### Records provided

PR #194, opened 2015-03-17
Add support for custom EDNS options in GoDNS.

reyzell:
A handful of EDNS options have been standardized, and they each have a type defined in GoDNS.  However there is currently no way a development team can use GoDNS with internally defined options, or with new options that may be proposed in the future.

This change solves the problem by giving users an EDNS0_CUSTOM type to allow clients to send, and servers to receive, custom EDNS options.

See client_test.go for example usage.

### DIFF
--- a/client_test.go
+++ b/client_test.go
@@ -1,6 +1,7 @@
 package dns
 
 import (
+	"strconv"
 	"testing"
 	"time"
 )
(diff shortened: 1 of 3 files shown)


miekg:
Looks OK. But I would like to rename some of the name and use the reserved values for this (http://www.iana.org/assignments/dns-parameters/dns-parameters.xhtml#dns-parameters-11)
```
65001-65534	Reserved for Local/Experimental Use
```
So EDNS0_CUSTOM -> EDNS0_LOCAL 
And defined an option code EDNS0LOCAL that starts at 65001 (with some docs)

reyzell:
> And defined an option code EDNS0LOCAL that starts at 65001 (with some docs)

It's not clear to me how the library or consumers will use the option code EDNS0LOCAL.

Perhaps you're thinking that if the option code is in the range 65001-65534 then unpackStructValue() should unpack it as a EDNS0_LOCAL type?  Or are you thinking that the EDNS0LOCAL code of 65001 will serve only as documentation for users, and that the library will unpack any unknown option (regardless of code) as EDNS0_LOCAL?

The second choice makes sense to me.  I'm working with systems that are sending custom options with codes less than 65000.  The second choice also allows consumers to read options defined in the future without upgrading their version of this DNS library.

miekg:
[ Quoting <notifications@github.com> in "Re: [dns] Add support for custom ED..." ]
>> And defined an option code EDNS0LOCAL that starts at 65001 (with some docs)
>
>It's not clear to me how the library or consumers will use the option code EDNS0LOCAL.
>
>Perhaps you're thinking that if the option code is in the range 65001-65534
>then unpackStructValue() should unpack it as a EDNS0_LOCAL type?  Or are you
>thinking that the EDNS0LOCAL code of 65001 will serve only as documentation for
>users, and that the library will unpack any unknown option (regardless of code)
>as EDNS0_LOCAL?

Yes, I would like to see some documentation that you are free to use whatever
you like, but *officially* these are the typecodes you should use. So indeed:
just docs.

>The second choice makes sense to me.  I'm working with systems that are sending
>custom options with codes less than 65000.  The second choice also allows
>consumers to read options defined in the future without upgrading their version
>of this DNS library.

Yeah, sure. As above just as documentation, you should be free to use whatever
code point you like.

/Miek

--
Miek Gieben

reyzell:
> Yes, I would like to see some documentation that you are free to use whatever
> you like, but *officially* these are the typecodes you should use. So indeed:
> just docs.

Makes sense, I've applied the feedback.

Issue #429, opened 2016-12-14
Support generic RRs


Arachnid:
I'm writing a DNS server that gets its data from a database that stores (type, class, ttl, data) tuples; data is the uninterpreted RDATA for the DNS response.

There doesn't seem to be any good way to construct an RR from this; all the methods assume either text format or a known-at-compile-time RR type. RFC3597 provides an option for a kludge, but it isn't great.

It'd be really handy if the library either:

 - Provided an `UnpackRData(header, data)` method
 - Provided a GenericRR that contains a `data []byte`
 - Exported all the methods implemented by `dns.RR` so one can write their own RRs.

miekg:
[ Quoting <notifications@github.com> in "[miekg/dns] Support generic RRs (#4..." ]
>I'm writing a DNS server that gets its data from a database that stores (type, class, ttl, data) tuples; data is the uninterpreted RDATA for the DNS response.

No domain name is stored here?

>There doesn't seem to be any good way to construct an RR from this; all the methods assume either text format or a known-at-compile-time RR type. RFC3597 provides an option for a kludge, but it isn't great.
>
>It'd be really handy if the library either:
>
> - Provided an `UnpackRData(header, data)` method
> - Provided a GenericRR that contains a `data []byte`
> - Exported all the methods implemented by `dns.RR` so one can write their own RRs.

You can actually do private RRs https://miek.nl/2014/September/21/idn-and-private-rr-in-go-dns/
But that might even be farther from what you need.

If you store the data in wireformat and you also create the wireformat for the
header you can just use UnpackRR to get the native go dns RR.

/Miek

--
Miek Gieben

Arachnid:
> No domain name is stored here?

Not in plaintext; I plan to use the name from the query to provide this field.

> You can actually do private RRs https://miek.nl/2014/September/21/idn-and-private-rr-in-go-dns/
But that might even be farther from what you need.

I don't think that's what we need - we need to be able to create arbitrary existing public DNS RRs from data that's provided at runtime.

> If you store the data in wireformat and you also create the wireformat for the
header you can just use UnpackRR to get the native go dns RR.

Since name isn't stored explicitly at all, and TTL is stored in a separate record, we can't do this, unfortunately.

miekg:
[ Quoting <notifications@github.com> in "Re: [miekg/dns] Support generic RRs..." ]
>> If you store the data in wireformat and you also create the wireformat for the
>header you can just use UnpackRR to get the native go dns RR.
>
[...]

PR #431, opened 2016-12-19
Add support for packing and unpacking Rdata

Arachnid:
This adds support for packing and unpacking Rdata separately in #429.

Packing is currently broken, and I'm afraid I'm rather stumped as to why this is the case - if you can look at the modifications I made to msg.go and the code generation in the second commit, I'd be most grateful.


andrewtj:
@Arachnid are you still interested in this?

PR #434, opened 2017-01-03
Push test coverage profile to Coveralls

corny:
- Push test coverage to Coveralls
- Add coverage badge to README
- Test Go 1.7 as well
- Don't use miekg/dns when testing forks

To use the coverage badge @miekg has to sign in at https://coveralls.io/ and enable it for this repository. Example of the result: https://coveralls.io/github/corny/dns?branch=improve-tests

### DIFF
--- a/.travis.yml
+++ b/.travis.yml
@@ -3,5 +3,17 @@ sudo: false
 go:
   - 1.5
   - 1.6
+  - 1.7
+
+before_install:
+  - go get github.com/mattn/goveralls
+
+  # don't use the miekg/dns when testing forks
+  - mkdir -p $GOPATH/src/github.com/miekg
+  - ln -s $TRAVIS_BUILD_DIR $GOPATH/src/github.com/miekg/ || true
+
 script:
-  - go test -race -v -bench=.
+  # run tests with coverage
+  - goveralls -v
+  # run benchmarks
+  - go test -v -bench=. -run=^$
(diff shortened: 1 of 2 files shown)


.travis.yml
```diff
@@ -3,5 +3,17 @@ sudo: false
 go:
   - 1.5
   - 1.6
+  - 1.7
+
+before_install:
+  - go get github.com/mattn/goveralls
```
miekg: Thanks for the PR, but this pulls in a 3rd party dependency for go dns. I don't think I want that (even for testing). What does this do?

corny:
Currently the build fails because Coveralls is not set up yet:
```
Bad response status from coveralls: 422 - {"message":"Couldn't find a repository matching this job.","error":true}
```

.travis.yml
corny: It's required to push the coverage profile from travis to coveralls. It's the easiest way to track the test coverage.

corny: I updated the description of my pull request.

corny: It does not affect the tests when you run them locally. It's only used by travis.

miekg:
[ Quoting <notifications@github.com> in "Re: [miekg/dns] Improve test suite ..." ]
>corny commented on this pull request.
>
>
>
>> @@ -3,5 +3,17 @@ sudo: false
> go:
>   - 1.5
>   - 1.6
>+  - 1.7
>+
>+before_install:
>+  - go get github.com/mattn/goveralls
>
>It's required to push the coverage profile from travis to coveralls. It's the easiest way to track the test coverage.

I'm sorry but I'll have to NACK this PR. I don't want to introduce a 3rd party
dependency - even when testing Go DNS.

corny:
Ok, I renamed this PR and created another one with my changes except Coveralls: #435 

Do you know another way to track and display the test coverage? Since the coverage is only around 63 % it should be improved a lot.

miekg:
[ Quoting <notifications@github.com> in "Re: [miekg/dns] Push test coverage ..." ]
>Do you know another way to track and display the test coverage? Since the coverage is only around 63 % it should be improved a lot.

Yes, this should be improved. For CoreDNS we use codedov and a somewhat hacky
script.

Of course *just* having a badge won't increase the test coverage...

corny:
Ok, I didn't know codecov before. I would love to see this in `miekg/dns` as well.

PR #442, opened 2017-01-27
Unpack header bits if message lenght equals offset

matje:
`Unpack` should obviously have checks whether the packet has the expected length. But you know that it contains the DNS header if `UnpackMsgHdr` does not return an error. At that point it is safe to unpack the DNS header wire into the `Msg` struct. 

If unpacked, we can test if our name server has the right bits set when encountering bad DNS queries.

### DIFF
--- a/msg.go
+++ b/msg.go
@@ -759,9 +759,6 @@ func (dns *Msg) Unpack(msg []byte) (err error) {
 	if dh, off, err = unpackMsgHdr(msg, off); err != nil {
 		return err
 	}
-	if off == len(msg) {
-		return ErrTruncated
-	}
 
 	dns.Id = dh.Id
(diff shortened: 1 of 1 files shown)


miekg:
Can you update your description to tell why you are making the change? Thanks.

matje:
Done!

miekg:
> 	return errTruncated after setting header bits

why? What fixes this?

matje:
It fixes that you can easily examine what was in the (too) short DNS packet. For example:
1. I send a query with QDCOUNT = 2
2. I get a FORMERR back
3. I want to test that a FORMERR is returned, but cannot because the `msg.Rcode` was not set because `off == len(msg)` and the values are not set in `dns.Msg`. 

Obviously I could check it by looking into the wire data, but that's not what you use a DNS library for ;)

PR #443, opened 2017-02-01
compress more records

gpaul:
The SRV and PX records' fields should be compressed. The individual commit messages quote the relevant sections from RFCs.

### DIFF
--- a/types.go
+++ b/types.go
@@ -535,7 +535,7 @@ type SRV struct {
 	Priority uint16
 	Weight   uint16
 	Port     uint16
-	Target   string `dns:"domain-name"`
+	Target   string `dns:"cdomain-name"`
 }
 
 func (rr *SRV) String() string {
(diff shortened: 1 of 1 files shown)


miekg:
2052 is obsoleted by 2728 which is updated by 6335 https://www.rfc-editor.org/info/rfc6335

The same chain can be made for https://www.rfc-editor.org/info/rfc2163

gpaul:
Thanks for the quick response - I don't find where the statements regarding compression of SRV and PX are overturned in the newer RFCs. The word 'compress' doesn't seem to occur in 6335 at all. 

RFC2163 also says 
"All normal DNS conventions, like
default values, wildcards, abbreviations and message compression,
apply also for all the components of the PX RR. In particular <name>,
MAP822 and MAPX400, as <domain-name> elements, must have the final
 "." (root) when they are fully qualified."

gpaul:
My mistake - I see you meant 2782 instead of 2728. You are correct about SRV not using compression.

gpaul:
I followed the obsoletion chain for rfc2163 and you are correct. Closing this PR :+1:

PR #444, opened 2017-02-01
Improve performance by addressing some low hanging fruit.

tmthrgd:
This pull request introduces some very minor performance improvements and reduces the garbage produced when calling several functions.

The first commit removes an unused bytes.Buffer from dns/idn.encode. The second commit reduces the amount of garbage produced when calling CertificateToDANE, HashName, (*SIG).Sign and TsigGenerate.

No functionality or APIs are changed.

### DIFF
--- a/dane.go
+++ b/dane.go
@@ -6,7 +6,6 @@ import (
 	"crypto/x509"
 	"encoding/hex"
 	"errors"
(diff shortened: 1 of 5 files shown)


miekg:
Nice. Thanks!

PR #447, opened 2017-02-04
Work around golang/go#11833 predictable random issue in Id.

tmthrgd:
In certain circumstances crypto/rand.Reader will return non-random bytes, see golang/go#11833. The most likely case is near boot, and as init is run when the go program is started, it's possible that a non-random seed could be used. While this is very unlikely to ever be an issue, it is a very easy fix and it is preferable to be resilient.

Instead of seeding the global math/rand rng during init, a separate math/rand.Rand is seeded upon the first call to Id. This also avoids polluting the global math/rand rng which might be seeded elsewhere.

If crypto/rand.Reader fails, math/rand.Int63 will be called to provide a seed. This is better than the current fallback to a seed of 1.

This change introduces no noticeable performance overhead as the global math/rand rng already uses a sync.Mutex internally.

The current implementation was introduced in 3f53d75 from #359.

### DIFF
--- a/msg.go
+++ b/msg.go
@@ -80,8 +80,14 @@ func id() uint16 {
 		idRand = rand.New(rand.NewSource(seed))
 	}
 
-	// The call to Uint32 must be within the mutex lock
-	// because *rand.Rand is not safe for concurrent use.
+	// The call to idRand.Uint32 must be within the
+	// mutex lock because *rand.Rand is not safe for
+	// concurrent use.
+	//
+	// There is no added performance overhead to calling
+	// idRand.Uint32 inside a mutex lock over just
+	// calling rand.Uint32 as the global math/rand rng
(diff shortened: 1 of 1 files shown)


msg.go
```diff
@@ -66,11 +53,39 @@ var (
...
+		} else {
+			seed = rand.Int63()
+		}
+
+		idRand = rand.New(rand.NewSource(seed))
+	}
+
+	// The call to Uint32 must be within the mutex lock
+	// because *rand.Rand is not safe for concurrent use.
+	id := uint16(idRand.Uint32())
```
miekg: Can you add 'This change introduces no noticeable performance overhead as the global math/rand rng already uses a sync.Mutex internally.' to this comment as well. Thanks!

tmthrgd: Done! I made the comment slightly clearer.

PR #449, opened 2017-02-08
Implement attempts in DNS Client

jvgutierrez:
This PR implements attempts in DNS client resolution.

If Client.attempts is not set defaults to 1, mimicking the behaviour the library had before adding the attempts implementation

### DIFF
--- a/client.go
+++ b/client.go
@@ -35,6 +35,7 @@ type Client struct {
 	WriteTimeout   time.Duration     // net.Conn.SetWriteTimeout value for connections, defaults to 2 seconds - overridden by Timeout when that value is non-zero
 	TsigSecret     map[string]string // secret(s) for Tsig map[<zonename>]<base64 secret>, zonename must be fully qualified
 	SingleInflight bool              // if true suppress multiple outstanding queries for the same Qname, Qtype and Qclass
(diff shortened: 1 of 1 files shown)


miekg:
I rather leave this out of the library and let user implement their own re-try logic. 
Should retry only be done for UDP? Does it makes sense for TCP? Retry on time out as well? etc. etc.

jvgutierrez:
@miekg IMHO this should be the way to support attempts setting from resolv.conf

miekg:
[ Quoting <notifications@github.com> in "Re: [miekg/dns] Implement attempts ..." ]
>@miekg IMHO this should be the way to support attempts setting from resolv.conf

hmmm, not so sure. Another question that arises; should a client try another
nameserver while this one is being re-tried? How do you convey that information?
What if you have 1000 diff queries inflight and they all retry. I mean that
retry behavior should be smarter then just an for-loop and might also contain
backoff and jitter.

I think it is best to keep this code super simple and allow (force?) user to
define their own retry stuff.

miekg:
[ Quoting <notifications@github.com> in "Re: [miekg/dns] Implement attempts ..." ]
>Closed #449.

In the future is better to open a bug first to discuss various trade off, before
heading off and implementing it (granted this was a small change)

PR #451, opened 2017-02-13
Refactored udp*.go to remove redundancy, and make them compile on appengine

bramp:
App Engine even though is Linux, does not allow referencing the syscall package. Thus I reorganised
the udp*.go files a little to make this work. As best I can the functionality is unchanged, and all
this continues to compiles on darwin, linux, windows, plan9 and appengine.

Namely:
* Moved all Linux specific code from udp.go into udp_linux.go (e.g setUDPSocketOptions)
* Deleted udp_plan9.go which was almost a copy of udp.go.
* Added build tags to stop appengine using the linux build, and instead using the udp_other.go.


miekg:
lgtm. thanks!

PR #455, opened 2017-02-14
Update GoDoc reference to EDNS0_SUBNET.SourceNetmask field.

aggrolite:
Hi,

I was following the example of setting edns-client-subnet option via GoDoc and noticed the struct field was misnamed:

`e.SourceNetMask undefined (type *dns.EDNS0_SUBNET has no field or method SourceNetMask, but does have SourceNetmask)`


miekg:
yep. Thanks.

######

# What is expected
Show a copy of each line from the records above in which the string "repository" occurs.

# Result of the task
To use the coverage badge @miekg has to sign in at https://coveralls.io/ and enable it for this repository. Example of the result: https://coveralls.io/github/corny/dns?branch=improve-tests
Bad response status from coveralls: 422 - {"message":"Couldn't find a repository matching this job.","error":true}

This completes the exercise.